Молнией оказываюсь в комнате, склоняюсь над кроваткой – и беру расстроенную дочку на руки. Прячу ее в объятиях, повернувшись спиной к двери. Не могу побороть в себе сомнения и страх. Родители Пети пока не дали мне повода их бояться, но… все равно я им не доверяю. Адовы сделали мне болезненную прививку от наивности. Никому больше не верю!
– Чей это ребенок? – гремит мужской баритон, строгий и удивленный.
Сжимаюсь вся, как зашуганный зверек, и оглядываюсь, устремив прищуренный взгляд на отца Славина. Я сейчас и правда похожа на дикую кошку, защищающую своего котенка. Никто из родственников не решается ко мне подойти – так и толпятся на пороге.

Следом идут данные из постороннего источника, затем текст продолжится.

PR #520, opened 2023-12-11
ECBP-1110: Deactivate MESS

meowsbits:
Turn off the artificial finality mechanism [ECBP-1100's MESS (Modified Exponential Scoring)](https://ecips.ethereumclassic.org/ECIPs/ecip-1100) in [Core-Geth](https://github.com/etclabscore/core-geth) for Ethereum Classic.

Rendered document: https://github.com/meowsbits/ECIPs/blob/ecbp1110/_specs/ecip-1110.md

FYI I'll also be updating https://meowsbits.github.io/51-percent-docs/ this week, which provides some useful context.

### DIFF
--- a/_specs/ecip-1100.md
+++ b/_specs/ecip-1100.md
@@ -4,7 +4,7 @@ title: MESS (Modified Exponential Subjective Scoring)
 lang: en
 author: Isaac <b5c6@protonmail.com>
 discussions-to: https://github.com/ethereumclassic/ECIPs/issues/374
-status: Active
+status: Replaced
 type: Standards Track
 category: ECBP
 created: 2020-09-09
@@ -14,6 +14,8 @@ license: Apache-2
 ## Abstract
 
 Define a function arbitrating chain acceptance using relative total difficulty and common ancestor time to raise finality confidence.
+
+_Update (January 2024):_ Replaced with [ECBP-1110](https://ecips.ethereumclassic.org/ECIPS/ecip-1110).
 
 ## Motivation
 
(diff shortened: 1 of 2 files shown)


gitr0n1n:
To clarify @meowsbits, MESS still exists in the client as a tool should it ever be needed again by client users, but this removes the default activation setting and adjusted the setting to "off" by default?

bobsummerwill:
Discussion ongoing here:  https://github.com/orgs/ethereumclassic/discussions/522

gitr0n1n:
Now that we have a a block set for Mordor. Is this ECIP in a final state for review? @meowsbits Ping me and I'll be happy to approve since there does not appear to be any contention with this ECIP proposal and discussion has been open at:
https://github.com/orgs/ethereumclassic/discussions/522

gitr0n1n (approved):
Mordor activation set 10 hours ago. Discussion on the topic seems to support this change without any contention. My understanding is the MESS tool is not being removed at the moment, but its default is OFF due to the abundance of friendly/loyal hashrate that is securing the ETC network since Sept 2022.

gitr0n1n:
> Also for status, do we want to update 1100 with "Replaced by 1099" or something to that effect? Or keep as active, since it is still present in the client, but just not turned on by default?

@meowsbits can you comment on this? How should we adjust the status?

meowsbits:
I like your `Replaced` idea on 1100, the original MESS (activation) spec, concurrent with this. Although I think leaving it would be logical too, I guess it will be more understandable if it's association with this 1110 spec is documented.  Will do.

meowsbits:
CI failed because Ruby's `bundler` install failed. Unrelated to changes here, so I'll go ahead with merge and fix the bundler issue later.

https://github.com/ethereumclassic/ECIPs/actions/runs/7463281525/job/20307577984?pr=520
```
Run gem install bundler
ERROR:  Error installing bundler:
	The last version of bundler (>= 0) to support your Ruby & RubyGems was 2.4.22. Try installing it with `gem install bundler -v 2.4.22`
	bundler requires Ruby version >= 3.0.0. The current ruby version is 2.6.10.210.
Error: Process completed with exit code 1.
```

PR #527, opened 2024-02-25
Update ECIP Editors to perms

chris-mercer:
Update list to accurately reflect the perms in the repo.


realcodywburns (approved):
I am happy to participate in an editor role again. Ack swapping ronin and chris

PR #547, opened 2025-12-05
Create ECIP-1120: Basefee Market with Miner Rewards

IstoraMandiri:
This WIP ECIP introduces a minimally complicated implementation of [EIP-1559](https://eips.ethereum.org/EIPS/eip-1559) for Ethereum Classic. 

ECIP-1120 gives users the option to price transactions using an algorithmic Basefee Market, via the opt-in "Type 2" transaction. 

It proposes that the Basefee is distributed in full to miners using a protocol-native smooth distribution mechanism.

A compendium research and information website is available at https://ecip1120.dev.

Note: The `1120` ECIP number was approved by @realcodywburns to give room for other ECIP authors using the `111X` namespace.

PR #550, opened 2025-12-14
Fix Olympia ECIPs categorization

IstoraMandiri:
This PR reclassifies Olympia related ECIPs correctly to follow their ECIP types and accurately reflect their WIP status.

- All Olympia ECIPs are `WIP` status, since they are missing key research tasks, specifically around Block Elasticity, as discussed in https://github.com/ethereumclassic/ECIPs/pull/547 
- 1111 and 1112 type is `Standards Track` / `Core`  as they require a hard fork
- 1113 and 1114 type remains `Meta` as they are not requiring a hard fork (contract layer)

### DIFF
--- a/.github/workflows/ecip_validation.yml
+++ b/.github/workflows/ecip_validation.yml
@@ -15,4 +15,4 @@ jobs:
       run: |
         gem install bundler -v 2.4.22
         bundle install --jobs 4 --retry 3
-        shopt -s globstar; bundle exec ecip_validator _specs/**/*.md
+        shopt -s globstar; bundle exec ruby bin/ecip_validator _specs/**/*.md
--- a/bin/ecip_validator
+++ b/bin/ecip_validator
@@ -1,0 +1,23 @@
+#!/usr/bin/env ruby
+# Wrapper script that patches ecip_validator to add WIP as a valid status
+# per ECIP-1000 which states: "Draft ECIPs which may be in a very early stage
+# may be entered as WIP ECIPs"
+
+require 'bundler/setup'
+require 'ecip_validator'
+
+# Monkey-patch to add WIP status per ECIP-1000
+module EcipValidator
+  class Validator
+    # Override the validates_inclusion_of for status
+    _validators.delete(:status)
+    validates_inclusion_of :status, in: [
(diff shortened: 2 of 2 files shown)


IstoraMandiri:
Okay, I understand the issue much better now. 

@chris-mercer's rationale for incorrectly classifying does make a bit more sense now, though we could have acheived the same thing with a `[WIP]` prefix rather than reclassifying incorrectly.

Anyway, here's a summary of a patch that for now allows WIP ECIPs.

## Fix ECIP Validator to Accept WIP Status

### Problem

The CI validation was failing with:

```
_specs/ecip-1111.md is NOT valid:     {:status=>["is not included in the list"]}
_specs/ecip-1112.md is NOT valid:     {:status=>["is not included in the list"]}
_specs/ecip-1113.md is NOT valid:     {:status=>["is not included in the list"]}
_specs/ecip-1114.md is NOT valid:     {:status=>["is not included in the list"]}
```

The `ecip_validator` gem does not include "WIP" in its [list of valid statuses](https://github.com/meowsbits/ecip_validator/blob/master/lib/ecip_validator/validator.rb#L10), despite ECIP-1000 explicitly allowing it:

> `Draft` ECIPs which may be in a very early stage may be entered as `WIP` ECIPs, which means they are a work in progress.
> — ECIP-1000, line 215

### Solution

Added a local wrapper script (`bin/ecip_validator`) that:
1. Loads the upstream `ecip_validator` gem
2. Patches the `Validator` class to include "WIP" in the valid status list
3. Runs the validation

Updated the CI workflow to use this local script instead of calling the gem directly.

### Why Not Update the Upstream Gem?

The `meowsbits/ecip_validator` repository appears to be inactive with no recent maintenance. @meowbits is a former ECIP editor and is no longer available to update the gem.

### Future Work

We should consider replacing the `meowsbits/ecip_validator` dependency entirely with a locally-maintained validator in this repository. This would:

- Give us full control over validation rules
- Ensure the validator stays in sync with ECIP-1000
- Remove dependency on an unmaintained external gem
- Allow easier updates when the ECIP process evolves

For now, this wrapper script provides a minimal fix that unblocks the Olympia ECIPs (1111-1114) while maintaining compatibility with the existing gem.

PR #551, opened 2025-12-14
Fix Olympia ECIPs categorization

IstoraMandiri:
This PR reclassifies Olympia related ECIPs correctly to follow their ECIP types and accurately reflect their status.

- 1111 and 1112 type is `Standards Track` / `Core`  as they require a hard fork
- 1113 and 1114 type is `Standards Track` / `ECBP` as they define Application-level standards and conventions


chris-mercer:
Unnecessary. if you're changing/standardizing how things are categorized and such, a script can be applied to the whole ECIP stack so standards are applied in alignment to the text in the ECIP-1000. I believe I mentioned this in another thread. The goal should be consistency across all ECIPs.

Suggesting this PR be closed with the understanding that the ECIP repo should have have a scripted cleanup where standards are blindly applied to all ECIPs in compliance with ECIP-1000 classification. This removes the burden from ECIP editors and prevents the violation of ECIP norms and practices we saw with the ECIP-1120 proposal and approval.

This cleanup would also including fixing the build to accommodate WIP and other status. in 2026 we shouldn't need to format/lint ECIP front matter manually anymore. There is no reason this repo should be working on such dated code when its a simple markdown library. Probably under a day revamp this to modern tooling to fix all of this with Claude at this point.

PR #557, opened 2026-01-26
ECIP (draft) - Quantum-resistance for Ethereum Classic: ML-DSA verification precompile

GravityLabLLC:
WIP

Discussion: https://github.com/orgs/ethereumclassic/discussions/556

PR: https://github.com/ethereumclassic/core-geth/pull/5

### DIFF
--- a/_specs/ecip-1122.md
+++ b/_specs/ecip-1122.md
@@ -1,0 +1,242 @@
+---
+ecip: 1122
+title: ML-DSA (FIPS 204) Signature Verification Precompile(s)
+lang: en
+translator:
+author: Daniel Tocila
+discussions-to: https://github.com/ethereumclassic/ECIPs/discussions
+status: WIP
+type: Standards Track
+category: Core
+created: 2026-01-25
+requires: 1103
+replaces:
+superseded-by:
+resolution:
+---
+
+## Abstract
+
+This ECIP introduces one or more native EVM precompiles for verifying post-quantum digital signatures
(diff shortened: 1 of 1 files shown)


GravityLabLLC:
> Highlighting this comment so it doesn't appear that this wasn't looked at. Again, i think upstream EVM is the best place for this. They have the resources and bandwidth to implement this in a serious way. This project is currently in a funding crisis with its deprecated client in maintenance mode, so its unlikely this will get any attention atm. If this is adopted upstream it will make its way into ETC at some point should we figure out how to self-fund this project.
> 
> https://github.com/orgs/ethereumclassic/discussions/556#discussioncomment-15686274

Thank you for the comment. I responded there. The tl;dr is that I think there are plenty of people available with which to do code review once the testing is complete and there is a successful test deployment with ample results to share. This would mean ETC can lead in the space. We like the idea of self-funding of projects and look forward to exploring that further with conversations about Elysium and how it relates to Olympia in this way.

chris-mercer:
@GravityLabLLC, a numbering correction: the ECIP number in your title is being formalized for the Olympia network-security ECIP (referenced throughout client implementations and updated specs), and the 112x range is already the Olympia suite, with ECIP-1121 as the meta spec. Per ECIP-1000, ECIP numbers are assigned by editors at formal submission, not self-assigned, so I'm retitling this to the un-numbered draft format (matching your #568, #569, #570) until it's formally submitted.

For post-quantum work, a dedicated range (1140s) makes sense as more QR proposals come in, your ML-DSA precompile would be the anchor as the first QR proposal submitted. We can assign the number at formal submission.

PR #614, opened 2019-03-15
'nil' :path-params are not allowed.

### LINKED ISSUE #602: The url-for :strict-path-params? option should be more strict.
The `url-for` `:strict-path-params?` option was introduced to address issue #572, however, it still allows `nil` values to be passed in as `path-params`.

Given the routes `#{["/foo/bar/:baz" :get [`foo]]}`, the following invocation should throw `(url-for ::foo :strict-path-params? true :path-params {:baz nil})`.

ddeaguiar:
This PR resolves #602. We should not allow `nil` values for path-params when using `url-for`. It also compares sets of path param keys since `keys` does not guarantee order.

### DIFF
--- a/route/src/io/pedestal/http/route.clj
+++ b/route/src/io/pedestal/http/route.clj
@@ -258,7 +258,7 @@
                             (set (seq (:path-params route))) ;; match the params from the route?  `seq` is used to handle cases where no `path-params` are required
                             )
                       ;; nils are not allowed.
-                      (reduce-kv #(if (nil? %3) (reduced true)  %1) false path-params)))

Между ними протискивается Петя, широкими шагами пересекает комнату и становится так, чтобы максимально закрыть нас с Лизой мощным телом.
– Наш, – бросает грозно и четко.
Немая пауза. Несколько пар глаз буравят меня, будто лазеры, пронзают насквозь.
Тонкий крик Лизоньки разрывает всеобщее молчание.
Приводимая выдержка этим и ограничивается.